# Exercise
Search the records below for "Modifying" and copy every line it turns up in.

[[ Working data open ]]

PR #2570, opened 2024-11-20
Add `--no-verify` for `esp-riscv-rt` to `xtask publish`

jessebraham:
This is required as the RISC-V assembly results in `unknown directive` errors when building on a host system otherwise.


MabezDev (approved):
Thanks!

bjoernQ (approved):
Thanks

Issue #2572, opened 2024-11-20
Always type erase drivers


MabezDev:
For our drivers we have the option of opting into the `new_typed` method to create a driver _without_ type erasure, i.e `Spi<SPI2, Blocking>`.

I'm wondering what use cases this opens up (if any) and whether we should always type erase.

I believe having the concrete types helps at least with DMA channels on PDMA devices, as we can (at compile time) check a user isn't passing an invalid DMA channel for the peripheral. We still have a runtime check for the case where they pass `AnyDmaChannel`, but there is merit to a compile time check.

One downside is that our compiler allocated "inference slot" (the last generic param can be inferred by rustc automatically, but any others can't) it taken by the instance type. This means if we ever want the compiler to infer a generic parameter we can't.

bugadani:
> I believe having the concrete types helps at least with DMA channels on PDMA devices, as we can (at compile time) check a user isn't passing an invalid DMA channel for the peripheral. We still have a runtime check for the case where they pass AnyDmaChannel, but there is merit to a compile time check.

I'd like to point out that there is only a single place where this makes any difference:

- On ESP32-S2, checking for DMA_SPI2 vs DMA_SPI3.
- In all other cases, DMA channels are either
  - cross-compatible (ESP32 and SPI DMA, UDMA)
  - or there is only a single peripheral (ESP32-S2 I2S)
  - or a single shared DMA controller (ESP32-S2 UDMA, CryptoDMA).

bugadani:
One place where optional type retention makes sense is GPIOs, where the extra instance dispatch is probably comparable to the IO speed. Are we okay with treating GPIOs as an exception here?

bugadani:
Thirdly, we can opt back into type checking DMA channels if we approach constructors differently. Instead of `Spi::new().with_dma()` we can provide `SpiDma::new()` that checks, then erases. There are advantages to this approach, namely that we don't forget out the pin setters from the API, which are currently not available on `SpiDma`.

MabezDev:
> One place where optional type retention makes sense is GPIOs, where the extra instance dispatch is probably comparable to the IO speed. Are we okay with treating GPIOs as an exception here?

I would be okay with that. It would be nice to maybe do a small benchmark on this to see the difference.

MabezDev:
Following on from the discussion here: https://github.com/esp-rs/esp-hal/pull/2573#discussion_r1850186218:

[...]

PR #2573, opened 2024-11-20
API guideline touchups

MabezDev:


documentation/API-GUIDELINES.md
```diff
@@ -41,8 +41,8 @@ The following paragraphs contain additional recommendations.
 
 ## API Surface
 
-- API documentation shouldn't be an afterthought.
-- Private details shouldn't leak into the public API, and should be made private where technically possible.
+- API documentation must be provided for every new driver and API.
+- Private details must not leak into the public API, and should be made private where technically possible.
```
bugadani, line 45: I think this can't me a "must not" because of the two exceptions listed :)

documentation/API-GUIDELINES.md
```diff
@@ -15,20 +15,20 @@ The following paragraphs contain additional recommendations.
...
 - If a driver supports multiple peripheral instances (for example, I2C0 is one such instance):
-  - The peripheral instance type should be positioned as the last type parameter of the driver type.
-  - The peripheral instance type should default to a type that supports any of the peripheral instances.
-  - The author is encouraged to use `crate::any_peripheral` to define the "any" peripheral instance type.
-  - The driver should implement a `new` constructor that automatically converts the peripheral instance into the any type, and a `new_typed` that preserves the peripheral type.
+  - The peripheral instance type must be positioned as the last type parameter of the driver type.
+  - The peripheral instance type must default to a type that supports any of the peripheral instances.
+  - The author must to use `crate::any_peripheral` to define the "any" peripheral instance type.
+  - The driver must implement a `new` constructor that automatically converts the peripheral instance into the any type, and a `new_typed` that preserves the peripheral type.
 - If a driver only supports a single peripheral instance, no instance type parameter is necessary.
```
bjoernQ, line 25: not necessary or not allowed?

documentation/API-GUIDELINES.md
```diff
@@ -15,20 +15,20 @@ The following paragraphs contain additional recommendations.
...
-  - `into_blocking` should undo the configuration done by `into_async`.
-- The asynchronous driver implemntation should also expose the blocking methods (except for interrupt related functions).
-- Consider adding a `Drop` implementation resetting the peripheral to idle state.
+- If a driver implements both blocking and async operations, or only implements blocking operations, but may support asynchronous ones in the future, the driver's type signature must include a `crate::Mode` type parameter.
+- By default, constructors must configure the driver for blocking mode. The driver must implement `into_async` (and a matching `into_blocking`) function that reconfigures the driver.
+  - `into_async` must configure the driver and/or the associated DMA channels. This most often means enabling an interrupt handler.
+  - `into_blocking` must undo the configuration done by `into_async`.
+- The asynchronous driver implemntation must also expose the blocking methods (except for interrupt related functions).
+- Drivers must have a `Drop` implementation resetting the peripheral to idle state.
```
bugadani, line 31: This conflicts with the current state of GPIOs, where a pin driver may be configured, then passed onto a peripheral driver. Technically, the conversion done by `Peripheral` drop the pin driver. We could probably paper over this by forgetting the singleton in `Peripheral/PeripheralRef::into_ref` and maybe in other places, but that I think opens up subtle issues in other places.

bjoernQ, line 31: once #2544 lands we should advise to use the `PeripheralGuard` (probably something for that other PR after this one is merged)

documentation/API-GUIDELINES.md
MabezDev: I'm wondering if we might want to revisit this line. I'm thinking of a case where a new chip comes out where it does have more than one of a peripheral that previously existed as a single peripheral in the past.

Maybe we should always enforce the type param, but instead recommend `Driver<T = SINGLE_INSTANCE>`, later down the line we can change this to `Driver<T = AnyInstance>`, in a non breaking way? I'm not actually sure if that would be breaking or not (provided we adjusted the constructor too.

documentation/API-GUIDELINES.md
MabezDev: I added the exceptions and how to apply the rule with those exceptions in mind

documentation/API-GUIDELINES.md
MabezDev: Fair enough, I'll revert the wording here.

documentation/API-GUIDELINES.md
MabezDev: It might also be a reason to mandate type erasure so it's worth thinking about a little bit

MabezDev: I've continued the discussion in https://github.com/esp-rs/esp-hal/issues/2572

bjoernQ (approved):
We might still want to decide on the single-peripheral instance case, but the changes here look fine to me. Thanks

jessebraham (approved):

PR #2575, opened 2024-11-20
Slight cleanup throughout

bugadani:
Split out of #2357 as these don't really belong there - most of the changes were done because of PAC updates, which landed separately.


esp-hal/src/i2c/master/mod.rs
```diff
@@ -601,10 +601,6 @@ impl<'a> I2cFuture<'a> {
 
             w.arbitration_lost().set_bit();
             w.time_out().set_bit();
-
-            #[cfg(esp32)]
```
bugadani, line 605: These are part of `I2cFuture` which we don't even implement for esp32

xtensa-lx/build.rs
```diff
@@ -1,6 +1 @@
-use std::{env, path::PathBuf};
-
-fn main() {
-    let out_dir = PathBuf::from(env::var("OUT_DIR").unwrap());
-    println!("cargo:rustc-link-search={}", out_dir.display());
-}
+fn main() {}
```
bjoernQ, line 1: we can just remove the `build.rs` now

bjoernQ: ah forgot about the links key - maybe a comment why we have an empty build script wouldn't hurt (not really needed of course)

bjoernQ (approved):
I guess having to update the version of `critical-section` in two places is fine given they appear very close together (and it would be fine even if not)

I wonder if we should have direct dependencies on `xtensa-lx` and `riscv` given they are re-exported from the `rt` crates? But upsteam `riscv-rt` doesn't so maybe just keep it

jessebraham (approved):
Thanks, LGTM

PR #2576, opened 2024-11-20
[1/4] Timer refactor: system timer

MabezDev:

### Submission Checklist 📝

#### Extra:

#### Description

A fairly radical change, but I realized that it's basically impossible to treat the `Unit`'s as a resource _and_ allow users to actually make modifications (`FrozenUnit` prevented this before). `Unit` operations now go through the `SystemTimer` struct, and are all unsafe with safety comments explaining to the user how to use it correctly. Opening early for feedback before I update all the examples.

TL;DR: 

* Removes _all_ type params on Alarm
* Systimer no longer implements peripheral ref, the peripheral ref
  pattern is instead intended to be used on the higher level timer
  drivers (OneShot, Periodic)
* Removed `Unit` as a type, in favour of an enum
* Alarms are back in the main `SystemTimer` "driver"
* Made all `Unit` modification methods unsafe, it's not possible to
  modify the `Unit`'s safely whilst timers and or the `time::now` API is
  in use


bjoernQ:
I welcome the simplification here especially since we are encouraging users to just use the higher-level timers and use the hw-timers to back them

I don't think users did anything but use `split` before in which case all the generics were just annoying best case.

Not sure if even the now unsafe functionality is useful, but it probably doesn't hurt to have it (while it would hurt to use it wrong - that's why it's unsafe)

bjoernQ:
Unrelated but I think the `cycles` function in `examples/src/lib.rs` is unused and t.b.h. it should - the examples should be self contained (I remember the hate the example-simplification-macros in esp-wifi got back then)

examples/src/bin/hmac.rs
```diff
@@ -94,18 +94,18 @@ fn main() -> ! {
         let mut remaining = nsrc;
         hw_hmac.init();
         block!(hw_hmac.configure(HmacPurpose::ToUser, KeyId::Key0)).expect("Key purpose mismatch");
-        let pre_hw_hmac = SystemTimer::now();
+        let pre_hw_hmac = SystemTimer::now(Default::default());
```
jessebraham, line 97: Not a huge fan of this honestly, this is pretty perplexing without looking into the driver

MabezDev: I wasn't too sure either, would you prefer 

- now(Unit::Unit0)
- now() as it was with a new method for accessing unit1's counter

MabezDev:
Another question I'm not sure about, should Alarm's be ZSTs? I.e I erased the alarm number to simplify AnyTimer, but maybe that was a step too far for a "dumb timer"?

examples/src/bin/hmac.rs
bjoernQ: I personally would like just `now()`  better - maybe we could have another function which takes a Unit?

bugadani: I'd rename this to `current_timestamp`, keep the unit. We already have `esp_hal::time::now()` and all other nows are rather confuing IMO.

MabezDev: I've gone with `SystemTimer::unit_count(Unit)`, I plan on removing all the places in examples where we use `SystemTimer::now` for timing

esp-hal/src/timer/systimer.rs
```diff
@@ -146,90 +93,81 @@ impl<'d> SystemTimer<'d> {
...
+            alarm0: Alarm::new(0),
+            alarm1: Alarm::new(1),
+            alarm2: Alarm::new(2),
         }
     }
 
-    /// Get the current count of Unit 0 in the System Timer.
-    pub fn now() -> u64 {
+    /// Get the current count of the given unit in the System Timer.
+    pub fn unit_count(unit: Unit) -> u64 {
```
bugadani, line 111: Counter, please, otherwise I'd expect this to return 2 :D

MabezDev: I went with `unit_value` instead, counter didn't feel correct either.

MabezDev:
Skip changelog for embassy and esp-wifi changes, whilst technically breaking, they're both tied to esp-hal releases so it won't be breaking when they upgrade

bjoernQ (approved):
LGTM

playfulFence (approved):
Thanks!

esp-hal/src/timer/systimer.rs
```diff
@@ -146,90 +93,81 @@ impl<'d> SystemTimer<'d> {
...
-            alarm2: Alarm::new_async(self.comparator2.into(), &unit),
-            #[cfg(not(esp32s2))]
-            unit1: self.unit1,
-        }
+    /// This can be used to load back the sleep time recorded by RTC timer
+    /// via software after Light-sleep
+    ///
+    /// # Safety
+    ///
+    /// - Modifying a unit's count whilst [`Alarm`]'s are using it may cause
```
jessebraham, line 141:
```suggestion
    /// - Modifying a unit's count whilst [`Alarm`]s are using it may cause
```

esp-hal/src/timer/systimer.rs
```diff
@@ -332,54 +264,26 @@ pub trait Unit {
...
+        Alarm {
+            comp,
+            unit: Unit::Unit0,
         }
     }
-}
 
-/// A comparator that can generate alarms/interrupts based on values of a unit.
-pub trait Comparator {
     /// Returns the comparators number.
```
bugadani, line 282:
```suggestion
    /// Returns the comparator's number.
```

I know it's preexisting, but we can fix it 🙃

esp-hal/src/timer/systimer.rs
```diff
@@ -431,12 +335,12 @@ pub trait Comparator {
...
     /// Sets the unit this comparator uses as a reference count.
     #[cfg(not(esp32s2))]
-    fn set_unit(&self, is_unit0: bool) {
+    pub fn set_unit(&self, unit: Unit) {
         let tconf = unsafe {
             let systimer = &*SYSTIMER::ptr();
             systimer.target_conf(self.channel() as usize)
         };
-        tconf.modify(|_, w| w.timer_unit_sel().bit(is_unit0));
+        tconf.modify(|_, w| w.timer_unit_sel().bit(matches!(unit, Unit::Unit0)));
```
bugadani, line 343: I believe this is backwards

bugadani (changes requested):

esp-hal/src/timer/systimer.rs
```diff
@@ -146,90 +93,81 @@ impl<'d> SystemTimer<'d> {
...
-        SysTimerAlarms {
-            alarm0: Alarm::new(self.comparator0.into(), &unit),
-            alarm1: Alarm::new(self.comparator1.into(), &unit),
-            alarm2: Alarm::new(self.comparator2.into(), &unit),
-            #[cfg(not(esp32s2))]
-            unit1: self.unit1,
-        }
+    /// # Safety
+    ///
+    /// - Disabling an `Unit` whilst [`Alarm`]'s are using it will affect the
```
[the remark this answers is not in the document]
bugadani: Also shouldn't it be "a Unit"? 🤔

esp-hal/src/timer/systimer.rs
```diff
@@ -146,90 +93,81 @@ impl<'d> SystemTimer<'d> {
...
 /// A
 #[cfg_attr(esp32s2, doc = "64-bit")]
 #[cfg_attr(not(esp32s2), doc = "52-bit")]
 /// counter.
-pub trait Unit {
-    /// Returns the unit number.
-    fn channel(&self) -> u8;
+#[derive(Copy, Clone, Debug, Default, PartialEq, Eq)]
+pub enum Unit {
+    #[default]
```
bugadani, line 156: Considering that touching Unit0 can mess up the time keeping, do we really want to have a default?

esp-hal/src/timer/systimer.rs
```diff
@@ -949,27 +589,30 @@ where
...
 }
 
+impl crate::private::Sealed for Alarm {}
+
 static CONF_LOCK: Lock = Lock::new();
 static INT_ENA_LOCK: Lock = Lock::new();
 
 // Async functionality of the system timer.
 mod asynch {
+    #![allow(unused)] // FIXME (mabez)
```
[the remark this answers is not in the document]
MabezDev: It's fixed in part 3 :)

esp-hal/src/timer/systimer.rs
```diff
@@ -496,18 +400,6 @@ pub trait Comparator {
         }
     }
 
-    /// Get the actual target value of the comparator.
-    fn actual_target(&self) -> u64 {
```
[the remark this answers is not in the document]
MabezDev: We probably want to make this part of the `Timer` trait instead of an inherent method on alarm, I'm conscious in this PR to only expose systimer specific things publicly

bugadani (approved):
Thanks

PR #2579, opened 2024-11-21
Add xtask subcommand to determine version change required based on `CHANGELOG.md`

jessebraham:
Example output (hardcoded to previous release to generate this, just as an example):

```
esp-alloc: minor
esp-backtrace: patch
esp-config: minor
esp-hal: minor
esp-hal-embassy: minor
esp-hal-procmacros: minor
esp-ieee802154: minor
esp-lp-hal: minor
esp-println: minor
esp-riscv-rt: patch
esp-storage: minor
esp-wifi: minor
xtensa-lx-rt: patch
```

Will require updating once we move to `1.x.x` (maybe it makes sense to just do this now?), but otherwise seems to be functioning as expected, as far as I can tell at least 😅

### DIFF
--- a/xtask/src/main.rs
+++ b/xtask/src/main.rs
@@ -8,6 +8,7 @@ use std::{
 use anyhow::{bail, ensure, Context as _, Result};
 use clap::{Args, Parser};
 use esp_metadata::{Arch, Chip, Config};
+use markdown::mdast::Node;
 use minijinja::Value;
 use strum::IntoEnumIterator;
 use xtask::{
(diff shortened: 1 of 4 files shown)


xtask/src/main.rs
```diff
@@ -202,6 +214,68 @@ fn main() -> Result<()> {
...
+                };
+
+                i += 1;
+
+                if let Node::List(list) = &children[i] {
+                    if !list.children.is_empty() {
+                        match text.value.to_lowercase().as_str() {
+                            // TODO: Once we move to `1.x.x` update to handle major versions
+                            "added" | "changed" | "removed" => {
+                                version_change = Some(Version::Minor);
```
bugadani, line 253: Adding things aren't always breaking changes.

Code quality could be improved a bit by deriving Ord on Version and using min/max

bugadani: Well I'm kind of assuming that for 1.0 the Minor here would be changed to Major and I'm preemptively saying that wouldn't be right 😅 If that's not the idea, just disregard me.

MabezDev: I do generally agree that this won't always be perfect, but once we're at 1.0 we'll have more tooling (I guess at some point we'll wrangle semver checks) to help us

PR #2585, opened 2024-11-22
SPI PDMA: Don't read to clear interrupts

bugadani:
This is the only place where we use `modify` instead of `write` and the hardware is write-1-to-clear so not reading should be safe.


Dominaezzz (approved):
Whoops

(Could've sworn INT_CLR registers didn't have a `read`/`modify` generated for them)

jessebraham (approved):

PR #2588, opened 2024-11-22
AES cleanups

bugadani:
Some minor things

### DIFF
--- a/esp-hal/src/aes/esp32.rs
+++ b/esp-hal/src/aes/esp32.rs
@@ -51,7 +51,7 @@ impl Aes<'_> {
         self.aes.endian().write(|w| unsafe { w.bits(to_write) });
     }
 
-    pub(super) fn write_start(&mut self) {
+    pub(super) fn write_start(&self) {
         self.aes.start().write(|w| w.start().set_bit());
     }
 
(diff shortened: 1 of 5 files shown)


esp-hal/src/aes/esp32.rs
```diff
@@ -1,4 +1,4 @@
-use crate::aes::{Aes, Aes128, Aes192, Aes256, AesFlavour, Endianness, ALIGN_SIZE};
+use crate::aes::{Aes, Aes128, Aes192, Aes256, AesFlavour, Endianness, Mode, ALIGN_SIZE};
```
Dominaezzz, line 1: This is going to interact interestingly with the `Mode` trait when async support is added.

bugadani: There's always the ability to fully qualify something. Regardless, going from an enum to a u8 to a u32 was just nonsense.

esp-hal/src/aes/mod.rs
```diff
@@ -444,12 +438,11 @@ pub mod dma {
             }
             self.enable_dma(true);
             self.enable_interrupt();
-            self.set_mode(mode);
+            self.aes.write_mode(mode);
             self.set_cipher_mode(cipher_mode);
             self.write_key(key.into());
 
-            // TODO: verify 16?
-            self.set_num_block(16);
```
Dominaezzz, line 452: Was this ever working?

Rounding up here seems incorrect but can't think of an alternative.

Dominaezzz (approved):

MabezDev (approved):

[[ Working data closed ]]

# Task output
+    /// - Modifying a unit's count whilst [`Alarm`]'s are using it may cause
    /// - Modifying a unit's count whilst [`Alarm`]s are using it may cause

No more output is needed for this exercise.